Task details:
For every line in the listing below that contains the word "subprocess", add one to the tally. State the final number and nothing else.

Content starts

Issue #589, opened 2025-05-21
Add `ruff` in `pyproject.toml`


purva-thakre:
Previously discussed in #497 

`ruff` is  a [ linter](https://docs.astral.sh/ruff/linter/) and [formatter](https://docs.astral.sh/ruff/formatter/). An example of how to edit the `toml` file for `ruff` is provided in https://github.com/tqec/tqec/issues/497#issuecomment-2704216397. 

To enable this in `tqec`, we must first fix [a slew of different errors](https://github.com/tqec/tqec/issues/497#issuecomment-2885373093). A large number of the raised errors can be fixed through the auto-fix options available in `ruff`. See #590 for more. 

Note that resolving this issue also requires enabling the settings in the `toml` file with `tqec/.pre-commit-config.yaml`.  https://github.com/tqec/tqec/pull/590#issuecomment-2898853190

purva-thakre:
Closing as all the sub-issues have been resolved.

Issue #585, opened 2025-05-14
Try migrating to `ty` from the Astral's toolchain


Zhaoyilunnn:
## Is your feature request related to a problem? Please describe.

Not really a problem, but I think it might be good for developers.

Maybe we should add `mypy` to pre-commit, not it will not run automatically when committing. And cloud CI can report type error even when committing successfully at local machine.

I am not sure if this is a problem to others, because including more checks in pre-commit also increase the time cost before a commit and can frustrate people I guess.

## Describe the solution you'd like

maybe add [this](https://github.com/pre-commit/mirrors-mypy) to pre-commit config

## Describe alternatives you've considered

--- 

As suggested [here](https://github.com/tqec/tqec/issues/585#issuecomment-2882888908), and in light of the effort of migrating to Astral's tool chain #589, as discussed [here](https://github.com/tqec/tqec/issues/497#issuecomment-2885983100). Maybe it is worthy trying to use [`ty`](https://github.com/astral-sh/ty) instead of mypy in the future

nelimee:
I am fine with it, but it can be slow as you noted. Have you tried it locally? If yes, what's the usual wait time when committing?

In a related effort, I am thinking about switching to Astral's toolchain since a few months, and the lack of a mypy-like replacement held me, but with the introduction of https://github.com/astral-sh/ty that might be the good time to try the migration. If `ty` is as fast as it claims to be, that might be fine for commit times.

Zhaoyilunnn:
> I am fine with it, but it can be slow as you noted. Have you tried it locally? If yes, what's the usual wait time when committing?I

I haven't try it locally before creating this issue. I usually run `mypy src/` manually and it takes several seconds to finish.

After trying https://github.com/pre-commit/mirrors-mypy, I observe inconsistent output, i.e., the `pre-commit` runs with many errors (seems to be false-positive) but `mypy src/` returns no error. I have checked that the versions of mypy are consistent (v1.15.0), maybe there're some weird issues when running mypy in pre-commit consider it runs in a isolated environment: https://github.com/pre-commit/pre-commit/issues/1580.  

Anybody interested in this can have a try in my [experiment branch](https://github.com/Zhaoyilunnn/tqec/blob/chore/mypy-precommit-test/.pre-commit-config.yaml)

>  If ty is as fast as it claims to be, that might be fine for commit times.

That seems to be a promising solution, I'll try it later if nobody takes this issue

purva-thakre:
[...]

PR #599, opened 2025-06-04
Disable ruff in pre commit and add ruff settings to `pyproject.toml` 

purva-thakre:
Related to #589 

Rules ignored permanently are in https://github.com/tqec/tqec/pull/599#discussion_r2129536736


pyproject.toml
```diff
@@ -198,3 +198,45 @@ typeCheckingMode = "standard"
...
+# I -- isort
+# PL -- pylint
+
+# Rules considered over other incompatible ones
+exclude = ["docs/conf.py", "setup.py"]
+
+ignore = [
+  "D407", "D203", "D213", "D416", "PLR0912", "PLR0911", "PLR0915", "PLR2004", "PLR0913",
+  "D103", "D100", "D101", "D102", "D105", "D104", "D107", "D205", "D301","D400", "D401", "D404", "D415", "D417", "E501",
+  "PLR1714", "PLC0414", "PLC0105", "PLW2901",
```
purva-thakre: Note that I plan to create subissues in #589 to disable these ignored rules one by one.

.pre-commit-config.yaml
```diff
@@ -9,17 +9,6 @@ repos:
...
-    # Ruff version.
-    rev: v0.7.0
-    hooks:
-      # Run the linter.
-      - id: ruff
-        types_or: [python, pyi, jupyter]
-        args: [--fix]
-      # Run the formatter.
-      - id: ruff-format
-        types_or: [python, pyi, jupyter]
```
purva-thakre, line 22: Note that I plan to create a subissue in #589 to revert the commit for this change.

purva-thakre:
This PR adds 

- ruff configuration settings to the `pyproject.toml` file
- deletes `ruff.toml` in favor of `pyproject.toml`
- adds files changed by `ruff format` and `ruff check --fix`
- A couple of rules flagged by `ruff check` are added to the ignore line in the `toml` file. The aim is to disable these one by one and create one PR for each. 

I will take a look at the changes made over the next few days, as I committed them directly after ruff changed them. Feel free to review in the meantime.

pyproject.toml
```diff
@@ -198,3 +198,45 @@ typeCheckingMode = "standard"
 # that is not meant to be exported from that module. The default value for this
 # setting is "error".
 reportPrivateImportUsage = false
+
+[tool.ruff]
+# exclude = ["__init__.py"]
+line-length = 120
```
nelimee: As an initial general comment, and because that setting seems to be responsible for most of the line change. What I say below is **subjective** and is at viewing distance of ~70cm (desk distance) on 27" screens.

At `line-length = 120` I cannot have all of:

1. a side-by-side view (e.g., to compare PR changes with 2 tabs open at the same time with a vertical split),
2. in a big enough font to be readable,
3. with all the lines complete on the screen.

I can mostly have the three points above with `line-length = 100` (I am missing the 5 last characters of each line, but I can see them by reducing the horizontal size of the file tree on the left).

So my opinion is that 120 is too large, 100 is OK.

pyproject.toml
purva-thakre: Created the subissues. I think it would be fine to ignore `"D400", "D401", "D404", "D415"` permanently. 

https://docs.astral.sh/ruff/rules/missing-trailing-period/
https://docs.astral.sh/ruff/rules/non-imperative-mood/
https://docs.astral.sh/ruff/rules/docstring-starts-with-this/
https://docs.astral.sh/ruff/rules/missing-terminal-punctuation/

purva-thakre:
This PR adds pycodestyle, pydocstyle, isort, and pylint. Should I add anything else? The full set of rules is available [here](https://docs.astral.sh/ruff/rules/).

src/tqec/utils/noise_model.py
```diff
@@ -127,15 +127,15 @@ class NoiseRule:
...
-                Only valid when applied to operations that produce measurement results.
+        """Args:
+        after: A dictionary mapping noise rule names to their probability argument.
+            For example, {"DEPOLARIZE2": 0.01, "X_ERROR": 0.02} will add two qubit
+            depolarization with parameter 0.01 and also add 2% bit flip noise. These
+            noise channels occur after all other operations in the moment and are applied
+            to the same targets as the relevant operation.
+        flip_result: The probability that a measurement result should be reported incorrectly.
+            Only valid when applied to operations that produce measurement results.
+
```
nelimee:
```suggestion
        """Describes how to add noise to an operation.
        
        Args:
            after: A dictionary mapping noise rule names to their probability argument.
                For example, {"DEPOLARIZE2": 0.01, "X_ERROR": 0.02} will add two qubit
                depolarization with parameter 0.01 and also add 2% bit flip noise. These
                noise channels occur after all other operations in the moment and are applied
                to the same targets as the relevant operation.
            flip_result: The probability that a measurement result should be reported incorrectly.
                Only valid when applied to operations that produce measurement results.
```

nelimee (commented):
I checked all the files except `pyproject.toml`, I still need to do a detailed read of it.

nelimee:
> This PR adds pycodestyle, pydocstyle, isort, and pylint. Should I add anything else? The full set of rules is available [here](https://docs.astral.sh/ruff/rules/).

Maybe:

- [NumPy-specific rules (NPY)](https://docs.astral.sh/ruff/rules/#numpy-specific-rules-npy)
- [pep8-naming (N)](https://docs.astral.sh/ruff/rules/#pep8-naming-n)
- [Perflint (PERF)](https://docs.astral.sh/ruff/rules/#perflint-perf)
- [pydoclint (DOC)](https://docs.astral.sh/ruff/rules/#pydoclint-doc)
- [pyupgrade (UP)](https://docs.astral.sh/ruff/rules/#pyupgrade-up)
- [Ruff-specific rules (RUF)](https://docs.astral.sh/ruff/rules/#ruff-specific-rules-ruf)

purva-thakre:
> I checked all the files except `pyproject.toml`, I still need to do a detailed read of it.

No worries, take your time. e66aa32865634d2bc2dc771daf38707e13e35c56 added more files to the diff. I will take some time reviewing these changes too. I committed them directly after `ruff check --fix`.

purva-thakre:
**related to pyupgrade**

I think the [current CI failures](https://github.com/tqec/tqec/actions/runs/15496782172/job/43635332077?pr=599#step:7:31) are only for Python 3.10 (+ 3.11 too). I tested it locally in a Python 3.12 environment, and there were no failures. 

Edit: Created a local 3.11 & 3.10 environments, but there were no local unit test failures. 

Edit2: I temporarily disabled 3.10 from the CI, and indeed, the failures are specific to this python version. 
image

Edit3: Added make ruff targets in [75f1218](https://github.com/tqec/tqec/pull/599/commits/75f1218977d38b8f066e9ac47f8545e9ee63c95d)

purva-thakre:
Adding `pyupgrade` might take some time. Changes made by `ruff check --fix` with https://github.com/tqec/tqec/pull/599/commits/b5ffdfa8f18d8bb166e8ca9dac82fe691dc608ee are leading to CI failures in Python 3.10. I cannot replicate these locally. See https://github.com/tqec/tqec/pull/599#issuecomment-2950048192 as these failures are only for 3.10. 

https://github.com/tqec/tqec/actions/runs/15497565731/job/43637834350?pr=599#step:7:1633

Edit: We will have to rely on `ruff check --fix --target-version py310` for the pyupgrade rules. There is some discrepancy in how ruff makes fixes for `typing` and `typing_extensions` in <Python3.11. See https://github.com/astral-sh/ruff/issues/7285

Edit2: Added make ruff targets in [75f1218](https://github.com/tqec/tqec/pull/599/commits/75f1218977d38b8f066e9ac47f8545e9ee63c95d)

src/tqec/_cli/subcommands/viz.py
```diff
@@ -37,7 +37,7 @@ def generate_animation(
         "libx264 -vf format=yuv420p -vf pad=ceil(iw/2)*2:ceil(ih/2)*2 -filter_complex "
         "[0]split=2[bg][fg];[bg]drawbox=c=white@1:t=fill[bg];[bg][fg]overlay=format=auto"
     )
-    result = subprocess.run(command.split(), capture_output=True)
+    result = subprocess.run(command.split(), capture_output=True, check=False)
```
purva-thakre, line 40: Interesting to see ruff add `check = False` here..

nelimee: Yup, but I checked and that is the expected behaviour. I forgot to check in which python version that works, because I remember having that part work without that argument.

Makefile
```diff
@@ -0,0 +1,12 @@
...
+	ruff check --fix --target-version py310
+
+.PHONY: check-format
+check-format:
+	ruff format
+
+.PHONY: check-ruff-all
+check-ruff-all:
+	ruff check --fix --target-version py310
+	ruff format
```
purva-thakre: This addition is related to https://github.com/tqec/tqec/pull/599#issuecomment-2950185959

src/tqec/compile/observables/abstract_observable.py
```diff
@@ -304,8 +289,7 @@ def _check_correlation_surface_validity(
         v_basis = Basis.Z if is_z_no_phase(g, v) else Basis.X
         if counts[v_basis.flipped()] not in [0, len(edges)]:
             raise TQECException(
-                "X (Z) type vertex should have Pauli Z (X) Pauli supported on all"
-                f"or no edges, {v} violates the rule."
+                f"X (Z) type vertex should have Pauli Z (X) Pauli supported on allor no edges, {v} violates the rule."
```
purva-thakre:
```suggestion
                f"X (Z) type vertex should have Pauli Z (X) Pauli supported on all or no edges, {v} violates the rule."
```

src/tqec/computation/block_graph_test.py
```diff
@@ -229,8 +230,8 @@ def test_graph_rotation() -> None:
 
 @pytest.mark.parametrize("obs_basis", [Basis.Z, Basis.X, None])
 def test_cnot_graph_rotation(obs_basis: Basis | None) -> None:
-    from tqec.interop.collada.read_write_test import rotated_cnot
     from tqec.gallery.cnot import cnot
+    from tqec.interop.collada.read_write_test import rotated_cnot
```
purva-thakre: Is there a particular reason to use [deferred imports](https://peps.python.org/pep-0690/) for this unit test?

nelimee: I don't think. These can likely go with the other imports, except if we have a circular dependency on test files (which would be surprising)

src/tqec/circuit/measurement_map.py
```diff
@@ -8,8 +8,8 @@ class used to represent and query measurement offsets in a circuit.
 
 from __future__ import annotations
 
+from collections.abc import Sequence
```
nelimee, line 11: Is there an explanation for not using `typing` and using `collections.abc`?

purva-thakre: Because `ruff` prefers `collections.abc` over `typing`.

src/tqec/utils/noise_model.py
```diff
@@ -519,14 +522,11 @@ def _iter_split_op_moments(
...
-                cur_moment = []
-            else:
-                cur_moment.extend(
-                    _split_targets_if_needed(op, immune_qubits=immune_qubits)
-                )
+        elif op.name == "TICK":
+            yield cur_moment
+            cur_moment = []
+        else:
+            cur_moment.extend(_split_targets_if_needed(op, immune_qubits=immune_qubits))
```
purva-thakre, line 529: To do: Check the logic of this change made by ruff.

src/tqec/computation/block_graph_test.py
purva-thakre: Well, that's the thing. I checked these locally, and there were no circular import errors after I moved the imports. I could not tell if there was another reason for it....

src/tqec/circuit/measurement_map.py
nelimee: Seems like a lot of things in typing are deprecated since python 3.9. OK for that change then :)

src/tqec/utils/noise_model.py
nelimee: That seems correct.

src/tqec/computation/block_graph_test.py
nelimee: Let's do the change, and see if anything breaks. I expect this is just something that slipped through PR and I do not see any way this could impact the code outside of circular imports (that should raise directly)

.github/workflows/ci.yml
```diff
@@ -52,10 +52,6 @@ jobs:
         run: |
           python -m pip install pytest pytest-cov
           python -m pytest --cov=src/tqec $(git ls-files '*_test.py')
-      - name: Mypy type checking
-        run: |
-          python -m pip install mypy
-          mypy src/tqec/
```
nelimee: Why deleting without replacing with something else (e.g., `ty`)?

nelimee:
> **related to pyupgrade**
> 
> I think the [current CI failures](https://github.com/tqec/tqec/actions/runs/15496782172/job/43635332077?pr=599#step:7:31) are only for Python 3.10 (+ 3.11 too). I tested it locally in a Python 3.12 environment, and there were no failures.
> 
> Edit: Created a local 3.11 & 3.10 environments, but there were no local unit test failures.
> 
> Edit2: I temporarily disabled 3.10 from the CI, and indeed, the failures are specific to this python version. image
> 
> Edit3: Added make ruff targets in [75f1218](https://github.com/tqec/tqec/pull/599/commits/75f1218977d38b8f066e9ac47f8545e9ee63c95d)

After a more in-depth look, the errors are valid. `Self` was added to the `typing` module in Python 3.11 (see the end of its [docstring](https://docs.python.org/3/library/typing.html#typing.Self)).
To keep the compatibility with Python 3.10 [that will only drop support next year](https://devguide.python.org/versions/), `Self` should be imported from the `typing_extensions` module that provides a compatibility layer with older Python versions. 

The above is already what we do in TQEC for `override`, and in theory for `Self`:
https://github.com/tqec/tqec/blob/d6f90192269b96651a62f5957b193308ff1bc2c5/src/tqec/utils/scale.py#L21

Some imports were likely missed in PR review and did not raise an explicit error until now.

That _should_ fix the issue with Python 3.10, and then you should be able to remove most of the workarounds around that issue.

Makefile
nelimee: See my [last comment](https://github.com/tqec/tqec/pull/599#issuecomment-2955009016), this will likely not be needed anymore.

pyproject.toml
```diff
@@ -198,3 +198,54 @@ typeCheckingMode = "standard"
 # that is not meant to be exported from that module. The default value for this
 # setting is "error".
 reportPrivateImportUsage = false
+
+[tool.ruff]
+# exclude = ["__init__.py"]
+line-length = 100
+target-version = "py311"
```
nelimee:
```suggestion
target-version = "py310"
```

Once https://github.com/tqec/tqec/pull/599#issuecomment-2955009016 will be addressed and we validated that it fixes the problem, we can go back to Python 3.10 that should be the lowest common denominator of the Python versions we support.

.github/workflows/ci.yml
purva-thakre: `ruff` changes led to `mypy` failures. I thought it would be better to tackle these as a separate issue i.e. plan to add this back as a part of fixing the `mypy` failures. Sorry, I forgot to make a comment for this. 

https://github.com/tqec/tqec/actions/runs/15510589278/job/43671051599#step:8:13

Edit: You can see the failures in the latest run, too. https://github.com/tqec/tqec/actions/runs/15537586891/job/43740345509?pr=599#step:8:17

Interestingly, I do not see the same failures in my local py312 environment. I think it's better to add a subissue to #585 to fix these failures. WDYT?

src/tqec/computation/block_graph_test.py
purva-thakre: Yup, made the change in https://github.com/tqec/tqec/pull/599/commits/728bcee26e8bed9060a6ae58c64b35c851ac7a23. There were no failures. :)

purva-thakre:
> Self should be imported from the typing_extensions module that provides a compatibility layer with older Python versions.

> The above is already what we do in TQEC for override, and in theory for Self:

Yes, if you look through the changes in this PR, you will notice only `Self` and `override` are imported from `typing_extensions`. 

image
image

src/tqec/utils/noise_model.py
purva-thakre: Thanks, I made this comment late last night for today. :)

purva-thakre:
Marking this PR `ready for review` because I have quickly reviewed the changes made by ruff. They seem fine to me. The only item that's left is in https://github.com/tqec/tqec/pull/599#discussion_r2135860758

.github/workflows/ci.yml
nelimee: I would say that the goal is to have the smallest impact possible on other PRs. Removing mypy is not desirable at that point, and considering that there are less than 10 errors, I would prefer them to be solved in this PR and never land on `main`.

purva-thakre: Understood. Although the issue is not less than 10 errors, I cannot understand why these errors only show up for py311. I tested them locally for py310, py311, and py312 virtual environments. There is no explicit target version for py311 in the `pyproject.toml` configuration settings for mypy.

nelimee: From what I see, that comes from improvements (at least, changes) in numpy typing. I'll try to fix that in another branch and see if it is easy.

nelimee: My internet connection is trash-tier at the moment, even downloading another version of `numpy` is out of possibility... I think that forcing `numpy` to be `<2.3` in `requirements.txt` should be sufficient at the moment (and then we can open an issue to fix the specific errors introduced by 2.3, but `mypy` is never disabled on `main`). Not sure though, will be able to test on Wednesday.

purva-thakre: No worries. Thanks for pointing to numpy. You are indeed correct that forcing <2.3 for numpy did not lead to failures. See https://github.com/tqec/tqec/pull/599/commits/b27ccff7b9a7054a6e9b864461e52927e90c8ce2

> open an issue to fix the specific errors introduced by 2.3

I'll create an issue for it. 

FWIW I think it might be better to use dependency syntax to bind version dependencies and avoid the CI from installing an unstable version. The [ release notes for numpy 2.3](https://numpy.org/devdocs/release/2.3.0-notes.html#deprecations) state that we are reading the documentation for an unstable development version.

Edit: We can then use dependabot to keep the dependencies up to date.

pyproject.toml
```diff
@@ -80,8 +80,6 @@ dependencies = { file = "requirements.txt" }
 
 
 [tool.mypy]
-# See https://numpy.org/devdocs/reference/typing.html
-plugins = "numpy.typing.mypy_plugin"
```
purva-thakre: I think it might be better to undo this change as we need this for <2.3

nelimee: I agree.

.github/workflows/ci.yml
nelimee: > FWIW I think it might be better to use dependency syntax to bind version dependencies and avoid the CI from installing an unstable version. The [ release notes for numpy 2.3](https://numpy.org/devdocs/release/2.3.0-notes.html#deprecations) state that we are reading the documentation for an unstable development version.
> 
> Edit: We can then use dependabot to keep the dependencies up to date.

I agree. Can you also open an issue for that?

PR #4385, opened 2025-03-14
sstable: clean up and document maximum handle lengths

jbowens:
This commit removes the +1 from valblk.HandleMaxLen. The code treats the handle as the data after the valuePrefix byte, noninclusive of the byte. The assertion that blockHandleLikelyMaxLen is large enough now incorporates the +1 of the valuePrefix byte explicitly. This was the only usage the depended on HandleMaxLen being inclusive of the valuePrefix byte.

Additionally, this commit documents blockHandleMaxLenWithoutProperties and adds an assertion that blockHandleLikelyMaxLen is larger than the length of an inline blob value handle (blob.MaxInlineHandleLength) plus the valuePrefix byte.

### DIFF
--- a/sstable/internal.go
+++ b/sstable/internal.go
@@ -7,6 +7,7 @@ package sstable
 import (
 	"github.com/cockroachdb/pebble/internal/base"
 	"github.com/cockroachdb/pebble/internal/keyspan"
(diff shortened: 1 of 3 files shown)


RaduBerinde (approved):

jbowens:
TFTR!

Content ends

Answer for the task:
2